On a little plug cast into the center of a boil at the head of a deep pool, I once hooked a smallmouth of about 17 inches. It dove to the bottom of the pool’s 8-foot depth, turned, and shot straight through the surface, head shaking 3 feet over calm water. The plug flung wide of the commotion by several yards, I reeled in the slack and continued to fish, catching average stream bass. On a different occasion, I fished with a friend reeling with baitcasting gear at moderate speed a huge Whopper Plopper right over the same 8-foot depths. The strike was ferocious, and he put a 19-1/4-inch smallmouth on the gravel.
Do as you like, but you might be surprised if you fish with someone else, because it’s always an individual scheme that pays off. Another angler’s approach might seem absurd until you see a successful result. It’s not anarchy, but collectively, the ways to fish topwaters are more than any one of us knows.

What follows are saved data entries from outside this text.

PR #18854, opened 2021-06-21
Completely eliminate the deprecated backslash command ##shell

trufae:


trufae:
Everyone seems to agree. lets kill that

PR #18878, opened 2021-07-01
Update arm.sdb.txt file with opcodes

alex-bender:
**Checklist**

**Description**

Add some opcodes generated from https://developer.arm.com/documentation/ddi0596/2021-03/Base-Instructions?lang=en
with help of
```
let doc = $('[role=document]');
var x = document.createElement("TEXTAREA");
document.body.appendChild(x);

for (var i=1; i<doc.childElementCount; i++) {
  var el = doc.children[i];
  if (el.nodeName == 'DIV') {
    x.value += ('\n' + doc.children[i].textContent);
  }
}
```
and 
```
data = open('./arm.txt').readlines()
result = []
def filter(line):
    line = line.replace(' (immediate)', '')
    line = line.replace(' (register)', '')
    line = line.replace(' (shifted register)', '')
    line = line.replace(' (extended register)', '')
    line = line.replace(' (bitmask immediate)', '')
    coma = line.find(',')
    dots = line.find(':')
    part = line[:dots]
    if ',' in part and coma < dots:

        opcodes = part.split(', ')
        descr = line[dots+1:].strip()
        for opcode in opcodes:
            res = '%s=%s' % (opcode.lower(), descr[:-1].lower())
            result.append(res)
            print(res)
    else:
        opcode = line.split(':')[0]
        descr = line[dots+1:].strip()

    res = '%s=%s' % (opcode.lower(), descr[:-1].lower())
    print(res)
    result.append(res)
```


trufae:
Maybe worth having this script somewhere.. maybe in extras?

libr/asm/d/arm.sdb.txt
```diff
@@ -1,167 +1,475 @@
...
+brab=Branch to Register, with pointer authentication
+brabz=Branch to Register, with pointer authentication
+brk=Breakpoint instruction
+bti=Branch Target Identification
+cas=Compare and Swap word or doubleword in memory
+casa=Compare and Swap word or doubleword in memory
+casab=Compare and Swap byte in memory
+casah=Compare and Swap halfword in memory
+casal=Compare and Swap word or doubleword in memory
+casalb=Compare and Swap byte in memory
```
radare, line 55: can you uncapitalize all the words in those strings? lowercase is fine

libr/asm/d/arm.sdb.txt
```diff
@@ -1,167 +1,475 @@
...
-stp=store register pairs in memory
-ldp=load a pair of registers from memory
-addlo=add if C is clear (no carry)
-mvn=move bitwise NOT
-mvns=move bitwise NOT and update flags
-blo=variant of bcc
-bhs=variant of bcs
+adc=Add with Carry
+adcs=Add with Carry, setting flags
+add=Add
```
radare, line 3: not very descriptive. old text was clearer in this case
Screenshot 2021-07-02 at 11 50 46

radare (changes requested):
did you checked if any of the old entries is not available in the new autogenerated format? this file should contain arm, thumb and arm64 instruction descriptions.

radare:
Ping

alex-bender:
> did you checked if any of the old entries
Looks like I've forgot to do that.
Will check it today and add the script for that check as well

alex-bender:
> did you checked if any of the old entries is not available in the new autogenerated format?

I've added only opcodes which was not in file already

PR #18889, opened 2021-07-06
Rework the rvc_commit functions ##projects

RHL120:
**Checklist**

- [ ] Closing issues: #issue

**Description**
This PR is supposed to make the rvc add apis abit more elegent and better suitable for directory adding.

### DIFF
--- a/libr/core/rvc.c
+++ b/libr/core/rvc.c
@@ -9,6 +9,24 @@
 #define BPREFIX "branches."
 #define NULLVAL "-"
 
+static char *strip_sys_dir(const char *path) {
+	char *ret = r_str_new ("");
+	if (!ret)  {
+		return NULL;
+	}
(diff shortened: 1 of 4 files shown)


libr/core/rvc.c
```diff
@@ -9,6 +9,24 @@
 #define BPREFIX "branches."
 #define NULLVAL "-"
 
+static char *strip_sys_dir(const char *path) {
```
RHL120, line 12: The way this function works is inefficient, a more inefficient way to do it is with strchr but this method wouldn't be as elegent.

trufae: Ready to merge then?

RHL120: Well I mean maybe it depends on wheter or not you tolarate ugly code or inefficient code

PR #18915, opened 2021-07-18
Use r_sys_whoami as the author name for r_vc_commit ##projects

RHL120:
**Checklist**

- [ ] Closing issues: #issue

**Description**
r_vc_commit now checks if author is NULL in case it is it sets author to the value of prj.vc.author. prj.vc.author is by default set to the return value of r_sys_whoami().

### DIFF
--- a/libr/core/cconfig.c
+++ b/libr/core/cconfig.c
@@ -4024,6 +4024,8 @@ R_API int r_core_config_init(RCore *core) {
 	/* RVC */
 	{
 		char *p = r_file_path ("git");
+		SETBPREF ("prj.vc.author", r_sys_whoami(),
+				"What author name to use for rvc");
 		if (strcmp (p, "git")) {
 			SETCB ("prj.vc.type", "git", &cb_prjvctype, "What should projects use as a vc");
 		} else {
--- a/libr/core/cconfig.c
+++ b/libr/core/cconfig.c
@@ -4024,7 +4024,7 @@ R_API int r_core_config_init(RCore *core) {
 	/* RVC */
 	{
 		char *p = r_file_path ("git");
-		SETBPREF ("prj.vc.user", r_sys_whoami(),
+		SETBPREF ("prj.vc.user", r_sys_whoami (),
 				"What author name to use for rvc");
 		if (strcmp (p, "git")) {
 			SETCB ("prj.vc.type", "git", &cb_prjvctype, "What should projects use as a vc");
--- a/libr/core/cconfig.c
+++ b/libr/core/cconfig.c
@@ -4024,8 +4024,6 @@ R_API int r_core_config_init(RCore *core) {
 	/* RVC */
 	{
 		char *p = r_file_path ("git");
-		SETBPREF ("prj.vc.user", r_sys_whoami (),
-				"What author name to use for rvc");
 		if (strcmp (p, "git")) {
 			SETCB ("prj.vc.type", "git", &cb_prjvctype, "What should projects use as a vc");
 		} else {
--- a/libr/core/cconfig.c
+++ b/libr/core/cconfig.c
@@ -4024,7 +4024,7 @@ R_API int r_core_config_init(RCore *core) {
 	/* RVC */
 	{
 		char *p = r_file_path ("git");
-		SETBPREF ("prj.vc.author", r_sys_whoami(),
+		SETBPREF ("prj.vc.user", r_sys_whoami(),
 				"What author name to use for rvc");
 		if (strcmp (p, "git")) {
 			SETCB ("prj.vc.type", "git", &cb_prjvctype, "What should projects use as a vc");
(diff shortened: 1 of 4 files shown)


libr/core/rvc.c
```diff
@@ -713,6 +713,7 @@ R_API bool r_vc_commit(const char *rp, const char *message, const char *author,
 		eprintf ("Can't commit");
 		return false;
 	}
+	author = author? author : r_config_get (core->config, "prj.vc.author");
```
trufae, line 716: Instead of calling config and core here just do this in the caller. So rvc stays independent

libr/core/rvc.c
```diff
@@ -1121,6 +1122,8 @@ R_API int r_vc_git_add(const char *path, const char *fname) {
 	return ret;
 }
 
+//Access both git and rvc functionality from one set of functions
+
 R_API int r_vc_git_commit(const char *path, const char *message) {
 	return message ? r_sys_cmdf ("git -C %s commit -m %s", path, message) :
```
trufae, line 1128: Use quotes around “” and escape the strings passed

libr/core/rvc.c
```diff
@@ -1135,7 +1138,7 @@ R_API int rvc_git_init(RCore *core, const char *rp) {
 
 R_API int rvc_git_commit(RCore *core, const char *rp, const char *message, const char *author, const RList *files) {
 	if (!strcmp (r_config_get (core->config, "prj.vc.type"), "rvc")) {
-		r_vc_commit (rp, message, author, files);
```
trufae, line 1138: Get vc.user here instead

trufae (changes requested):

libr/core/rvc.c
```diff
@@ -1090,15 +1090,17 @@ R_API bool r_vc_checkout(const char *rp, const char *bname) {
 // GIT commands as APIs
 
 R_API int r_vc_git_init(const char *path) {
-	return r_sys_cmdf ("git init %s", path);
+	return r_sys_cmdf ("git init \"%s\"", r_str_escape (path));
```
trufae, line 1093: Leaks

libr/core/rvc.c
```diff
@@ -1090,15 +1090,17 @@ R_API bool r_vc_checkout(const char *rp, const char *bname) {
...
 
 R_API bool r_vc_git_branch(const char *path, const char *name) {
-	return !r_sys_cmdf ("git -C %s branch %s", path, name);
+	return !r_sys_cmdf ("git -C \"%s\" branch \"%s\"",
+			r_str_escape (path), r_str_escape (name));
 }
 
 R_API bool r_vc_git_checkout(const char *path, const char *name) {
-	return !r_sys_cmdf ("git -C %s checkout %s", path, name);
+	return !r_sys_cmdf ("git -C \"%s\" checkout \"%s\"", r_str_escape (path),
```
trufae, line 1102: Leaks too

libr/core/cconfig.c
```diff
@@ -4024,6 +4024,8 @@ R_API int r_core_config_init(RCore *core) {
 	/* RVC */
 	{
 		char *p = r_file_path ("git");
+		SETBPREF ("prj.vc.user", r_sys_whoami(),
```
trufae, line 4027:
```suggestion
		SETBPREF ("prj.vc.user", r_sys_whoami (),
```

trufae (changes requested):

trufae:
What about reusing cfg.user?

RHL120:
> What about reusing cfg.user?

Well, I don't know one one hand it is good because it doesn't add a new (possibly pointless) variable but on the other hand it might discourage the user from configuring it because this is a variable used not just by rvc but by r2 in it's entirety so to the user changing it might cause some unintended consequences. I already committed tell me if you want me to revert.

trufae:
Yeah i have divided opinion here but i would probably pick cfg.user because we want to be in sync with r2.. but for me cfg.user contains username and vc.author should be name + mail

RHL120:
> Yeah i have divided opinion here but i would probably pick cfg.user because we want to be in sync with r2.. but for me cfg.user contains username and vc.author should be name + mail

Just to clarify are you saying you want there to be a vc.author.name & a vc.author.mail? rvc has no use for the users email and adding emails to commit would only complicate the code because either we force the user to set an email or we end up having to deal with empty values which is doable but not pleasent.

RHL120:
> Yeah i have divided opinion here but i would probably pick cfg.user because we want to be in sync with r2.. but for me cfg.user contains username and vc.author should be name + mail

Maybe we should just force the user to use their username so just r_sys_whoami without setting up any vars this would remove the need for core->config and thus make the code faster but on the other hand it will disable the customization abilities which in my opinion are already dead if we were to use cfg.user (that's because of possible side-effects)

Issue #16178, opened 2020-03-10
Function vs Fcn


radare:
We decided to go for r_anal_function insteadof r_anal_fcn... so let's deprecate all the r_anal_fcn* apis

PR #18917, opened 2021-07-18
Changed r_anal_fcn call to r_anal_function in support of depreciation ##anal

Royos90:
Changed found r_anal_fcn api calls to r_anal_function to reflect new changes.

**Checklist**

- [x] Closing issues: #16178 

**Description**

The changes done were to replace the r_anal_fcn with r_anal_function. This is due to the r_anal_fcn being depreciated.

### DIFF
--- a/libr/anal/fcn.c
+++ b/libr/anal/fcn.c
@@ -1497,7 +1497,7 @@ R_API void r_anal_del_jmprefs(RAnal *anal, RAnalFunction *fcn) {
 }
 
 /* Does NOT invalidate read-ahead cache. */
-R_API int r_anal_fcn(RAnal *anal, RAnalFunction *fcn, ut64 addr, ut64 len, int reftype) {
+R_API int r_anal_function(RAnal *anal, RAnalFunction *fcn, ut64 addr, ut64 len, int reftype) {
 	RPVector *metas = r_meta_get_all_in(anal, addr, R_META_TYPE_ANY);
 	void **it;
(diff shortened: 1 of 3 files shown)


trufae:
The problem i see in this renaming is that it conflicts with the oo-style needed for the bindings to work. this is:

RAnalFunction -> r_anal_function, one is a struct, and the other a function. so.. as long as its a method for RAnal. there must be a verb before the word `function`. Like: `r_anal_create_function` etc.. 

But as long as there's still some multiple ways to create and register a function this is something that should be addressed.

Any suggestions ?

radare:
Well. Considering this syntax is in sync with r_anal_op then its fine to merge, and the vapi files may be updated anyway, so merging! thanks

Royos90:
Apologies for the delayed response. I wasn't originally sure what the best suggestion is for addressing the multiple ways "r anal syntax" is used. I want to say that the current implementation is best left as is for now. I don't have enough experience working on this repo to really have a definite opinion just yet.

Royos90:
I do like the r_anal_ <verb> syntax but I don't see a way to merge that with the already existing RAnal syntax. I understand that a decision was made to change the syntax but is this for readability of the code or simply to make it easier to use functions going forward?

trufae:
The main problem is deciding best names without picking the long ones. And in order to make those apis consistent feom other languages like vala, its good to follow some patterns like verb_element, getter/setter etc

PR #18919, opened 2021-07-19
fix afj command and afj command extension

lasek0:
fix invalid argv read for table param and others,
fix memory leak by missing free for strdup,
fix invalid elem size and elem count for jmtbl which previously was set to same value, now it can be set properly
extend afj command by adding 2 new parameters elem_sz and seg for precise jmp tbl reading.

According to our IRC conversation about afj naming it is not changed yet. Great subject for discussion about analyzing function jumptable command name.

**Checklist**

- [ ] Closing issues: #issue

**Description**

### DIFF
--- a/libr/core/cmd_anal.c
+++ b/libr/core/cmd_anal.c
@@ -352,7 +352,7 @@ static const char *help_msg_af[] = {
 	"afd", "[addr]","show function + delta for given offset",
 	"afF", "[1|0|]", "fold/unfold/toggle",
 	"afi", " [addr|fcn.name]", "show function(s) information (verbose afl)",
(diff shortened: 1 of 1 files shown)


trufae:
The change looks good! But i have some questions/suggestions:

- maybe better to rename to something not ending with j because it implies json. What about at?
- is r_anal_jmptbl used anywhere?
- can you add a test using the new arguments for it so we can ensure nothing breaks over time.


If you have a shareable bin for testing your usecase push it to the testbins repo

trufae:
Anyway the pr is good, so just merging for now, if you have some time it would be great to have a test for it. and i would like to change the command to something not ending in `j` as discussed.

thanks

I like to think that September topwater fishing is best early and late in the day, though some will disagree, saying that by now you can tease smallmouths into striking up top all day long. I’m sure they’re right, but it’s not my preference. I do move a plug faster than I would in July, even though I like a surface bite when the surroundings are quiet. I would always throw a topwater at dawn, unless wind were to ruin the tranquility, saving that jerkbait with the chrome finish for the sunlight to come.
We go fishing when we can, but we can fish better when we go…by becoming more aware of differences. September means a lot of options will work, considering that bass are quickly being deprived of summer forage.